In this section we present how we decided to visualize the data and metadata that compose our project, and the external resources used to do so.
Some libraries that we used throughout the whole developing of the website process:
- Bootstrap 5, the world’s most popular front-end open source toolkit;
- jQuery, a JavaScript library designed to simplify HTML DOM tree traversal and manipulation, event handling, and more;
- FontAwesome, Internet's icon library and toolkit;
- pandas, a fast, powerful, flexible and easy to use open source data analysis and manipulation tool for Python;
- rdflib, a pure Python package for working with RDF;
- urllib, a package that collects several modules for working with URLs.
We decided to visually represent the data we gathered in a Visualization page. There, the user can explore the datasets with an interactive map and graph.
For the Map section we used the following libraries and data:
- Leaflet, an open-source JavaScript library for mobile-friendly interactive maps, for the map interactions;
- OpenStreetMap, for the map data;
- Mapbox, for the map style;
- Openpolis geojson-italy repository, in particular the geojson file of the italian regions, based on ISTAT data (both under CC BY 4.0 license);
- we loosely followed this Leaflet tutorial.
For the Graph section we used Chart.js, a library for simple, clean and engaging HTML5 based JavaScript charts.
It's been difficult to try our hand at this field, since many different factors needed to be considered in order to have even a vague idea of the work done by the italian public authorities in the last 2 years. On the other side, having so much material available made the research easier and challenging.

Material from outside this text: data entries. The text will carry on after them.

PR #88, opened 2025-08-28
Update after agent callback to receive  resp and error.

dpasiukevich:
This would allow the callback implementation to inspect and take action based on the actual agent response and errors.

### DIFF
--- a/agent/agent_test.go
+++ b/agent/agent_test.go
@@ -31,15 +31,15 @@ func TestAgentCallbacks(t *testing.T) {
 	ctx := t.Context()
 
 	tests := []struct {
-		name                 string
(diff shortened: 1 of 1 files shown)


agent/agent_test.go
```diff
@@ -32,14 +32,14 @@ func TestAgentCallbacks(t *testing.T) {
 
 	tests := []struct {
 		name                 string
-		beforeAgentCallbacks []Callback
-		afterAgentCallbacks  []Callback
+		beforeAgentCallbacks []BeforeAgentCallback
```
hyangah: nit: rename to beforeAgent and afterAgent

PR #89, opened 2025-08-29
Add memoryservice with in-memory implementation.

dpasiukevich:
Reflects
https://github.com/google/adk-python/tree/e45c3be23895b5ec68908ad9ee19bd622dcbd003/src/google/adk/memory

It currently operates with session.Session. I'd follow up regarding the use-cases for Session vs StoredSession and update if needed in future PR.

Inmemory implementation is based on the 2-level map: {appName, userID} ->
sessionID -> {event + eventWords}
eventWords is a precomputation to fetch based on the read request words.

### DIFF
--- a/memoryservice/inmemory_test.go
+++ b/memoryservice/inmemory_test.go
@@ -147,8 +147,7 @@ func Test_inMemoryService_SearchMemory(t *testing.T) {
 
 			got, err := s.Search(t.Context(), tt.req)
 			if (err != nil) != tt.wantErr {
-				t.Errorf("inMemoryService.SearchMemory() error = %v, wantErr %v", err, tt.wantErr)
-				return
+				t.Fatalf("inMemoryService.SearchMemory() error = %v, wantErr %v", err, tt.wantErr)
 			}
 			if diff := cmp.Diff(tt.wantResp, got, sortMemories); diff != "" {
 				t.Errorf("inMemoryiService.SearchMemory() mismatch (-want +got):\n%s", diff)
--- a/memoryservice/service.go
+++ b/memoryservice/service.go
@@ -32,6 +32,7 @@ type Service interface {
 	// A session can be added multiple times during its lifetime.
 	AddSession(ctx context.Context, s session.Session) error
 	// Search returns memory entries relevant to the given query.
+	// Empty slice is returned if there are no matches.
 	Search(ctx context.Context, req *SearchRequest) (*SearchResponse, error)
 }
 


memoryservice/inmemory.go
```diff
@@ -0,0 +1,162 @@
...
+	return &inMemoryService{
+		store: make(map[key]map[sessionID][]value),
+	}
+}
+
+type key struct {
+	appName, userID string
+}
+
+type sessionID = string
```
hyangah, line 39: alias vs type discussion

Is there a reason to prefer aliasing?

memoryservice/inmemory.go
```diff
@@ -0,0 +1,162 @@
...
+	v, ok := s.store[k]
+	if !ok {
+		s.store[k] = map[sessionID][]value{
+			curSession.ID().SessionID: values,
+		}
+		return nil
+	}
+
+	v[curSession.ID().SessionID] = values
+	return nil
```
hyangah: nit: Bikeshedding. WDYT to keep the value setting in one place?


v, ok := s.store[k]
if !ok {
  v = map[sessionID][]value{}
  s.store[k] = v
}
v[curSession.ID().SessionID] = values
return nil

memoryservice/inmemory.go
```diff
@@ -0,0 +1,162 @@
...
+
+			maps.Copy(words, extractWords(part.Text))
+		}
+
+		if len(words) == 0 {
+			continue
+		}
+
+		values = append(values, value{
+			event: event,
```
hyangah: optional: Makes me wonder if we want to keep the entire event if the SearchMemory API needs only the LLMResponse.Content.

memoryservice/service.go
```diff
@@ -0,0 +1,58 @@
...
+// Service is a definition of the memory service.
+//
+// The service provides functionalities to ingest sessions into memory so that
+// the memory can be used for user queries.
+type Service interface {
+	// AddSession adds a session to the memory service.
+	//
+	// A session can be added multiple times during its lifetime.
+	AddSession(ctx context.Context, s session.Session) error
+	// SearchMemory searches the memory for entries relevant to the given query.
```
hyangah: Why not just `Search` and SearchRequest/SearchResponse?

memoryservice/inmemory.go
```diff
@@ -0,0 +1,162 @@
...
+	for k := range m1 {
+		if _, ok := m2[k]; ok {
+			return true
+		}
+	}
+
+	return false
+}
+
+var wordRegex = regexp.MustCompile(`[A-Za-z]+`)
```
hyangah: Does the in-memory memory service allows only english alphabet text search?
I wonder if we just split (strings.SplitSeq) based on space and index everything.

memoryservice/service.go
```diff
@@ -0,0 +1,58 @@
...
+}
+
+// MemoryEntry represents a single memory entry.
+type MemoryEntry struct {
+	// Content contains the main content of the memory.
+	Content *genai.Content
+	// Author of the memory.
+	Author string
+	// Timestamp shows when the original content of this memory happened.
+	// This string will be forwarded to LLM. Preferred format is ISO 8601 format.
```
hyangah, line 58: Can't we just use time.Time here? Is it the tool's responsibility that how time.Time is presented (format, timezone, ..) in LLM request?

memoryservice/inmemory.go
dpasiukevich: I wanted to make store readable `map[sessionID][]value` so it's not a `map[string][]value`

If we make a `type sessionID string`, then we'd need to type convert sessionID <-> string.

Having type alias in this small implementation looked nice to me, but I don't have any preference, and can update to any other alternative.

memoryservice/service.go
dpasiukevich: Yes, updated to time.Time.

memoryservice/inmemory.go
dpasiukevich: Content + Author + Time, where Content will be taking most of memory.

But it's a good idea to store only what we need. Updated the `value` to do that. Thanks!

memoryservice/inmemory.go
dpasiukevich: definitely, updated.

memoryservice/inmemory.go
dpasiukevich: I blindly followed the python implementation. But I think your idea is better. Updated, thanks!

memoryservice/service.go
dpasiukevich: sg

memoryservice/inmemory_test.go
```diff
@@ -0,0 +1,220 @@
...
+
+			for _, session := range tt.initSessions {
+				if err := s.AddSession(t.Context(), session); err != nil {
+					t.Fatalf("inMemoryService.AddSession() error = %v", err)
+				}
+			}
+
+			got, err := s.Search(t.Context(), tt.req)
+			if (err != nil) != tt.wantErr {
+				t.Errorf("inMemoryService.SearchMemory() error = %v, wantErr %v", err, tt.wantErr)
```
hyangah: t.Fatalf instead of t.Errorf+return

memoryservice/service.go
```diff
@@ -0,0 +1,59 @@
...
+// Service is a definition of the memory service.
+//
+// The service provides functionalities to ingest sessions into memory so that
+// the memory can be used for user queries.
+type Service interface {
+	// AddSession adds a session to the memory service.
+	//
+	// A session can be added multiple times during its lifetime.
+	AddSession(ctx context.Context, s session.Session) error
+	// Search returns memory entries relevant to the given query.
```
hyangah, line 34: Should we clarify that no matching result is not an error?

It wasn't always possible to obtain exhaustive details about metadata, while datasets needed a bit of maintenance before their actual use. Nonetheless, the website is able to provide a broad vision of the Italian situation between 2019 and 2020. Although certainly perfectible, the project has been completed in full compliance with web standards and the intellectual property of data, and we are quite happy and proud of the result.